Berg bei Eurasburg – Schnell belegt waren die rund 70 Sitzplätze im Veranstaltungssaal des Landgasthofes Berg am Sonntagvormittag. Denn dem CSU-Ortsverband Eurasburg gelang es, den Fraktionsvorsitzenden der Europäischen Volkspartei Manfred Weber zu einem Neujahrsempfang ins Oberland zu locken.

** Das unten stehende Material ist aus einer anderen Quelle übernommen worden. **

PR #85, opened 2017-12-14
client and securable item entity models, mappers, and db context setup

kpaul:
i need to figure out the best way to model the securableItems collection on the securableItem entity. Its supposed to represent the children securable items. 

i also left a placeholder string for created by and modified by until we have a way to pull the authenticated users name. i will add a task for it.

### DIFF
--- a/Fabric.Authorization.Persistence.SqlServer/EntityModels/Client.cs
+++ b/Fabric.Authorization.Persistence.SqlServer/EntityModels/Client.cs
@@ -1,0 +1,21 @@
+﻿using System;
+using Fabric.Authorization.Domain.Models;
+
+namespace Fabric.Authorization.Persistence.SqlServer.EntityModels
+{
+    public class Client : ITrackable, ISoftDelete
+    {
+        public int Id { get; set; }
+        public string ClientId { get; set; }
+        public string Name { get; set; }
+        public int SecurableItemId { get; set; }
+        
+        public DateTime CreatedDateTimeUtc { get; set; }
+        public DateTime? ModifiedDateTimeUtc { get; set; }
+        public string CreatedBy { get; set; }
+        public string ModifiedBy { get; set; }
+        public bool IsDeleted { get; set; }
+
+        public SecurableItem TopLevelSecurableItem { get; set; }
+    }
+}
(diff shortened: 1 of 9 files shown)


Fabric.Authorization.Persistence.SqlServer/EntityModels/Client.cs
```diff
@@ -0,0 +1,21 @@
...
+using Fabric.Authorization.Domain.Models;
+
+namespace Fabric.Authorization.Persistence.SqlServer.EntityModels
+{
+    public class Client : ITrackable, ISoftDelete
+    {
+        public int Id { get; set; }
+        public string ClientId { get; set; }
+        public string Name { get; set; }
+        public int SecurableItemId { get; set; }
```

„Wir können mit den großen Politikern Kontakt halten“, frohlockte CSU-Ortsvorsitzender Peter Pelz. Wie der ebenfalls anwesende Landtagsabgeordnete Martin Bachhuber und Landratskandidat Anton Demmel zeigte er sich enttäuscht darüber, dass Manfred Weber nicht zum Präsidenten der Europäischen Kommission gewählt wurde. „Das war ein harter Schlag für unsere Wähler“, erklärte Bachhuber. Pelz wurde noch deutlicher: „Weber hätte es besser gemacht als die Nixe“. Mit Nixe meinte er natürlich Ursula von der Leyen. 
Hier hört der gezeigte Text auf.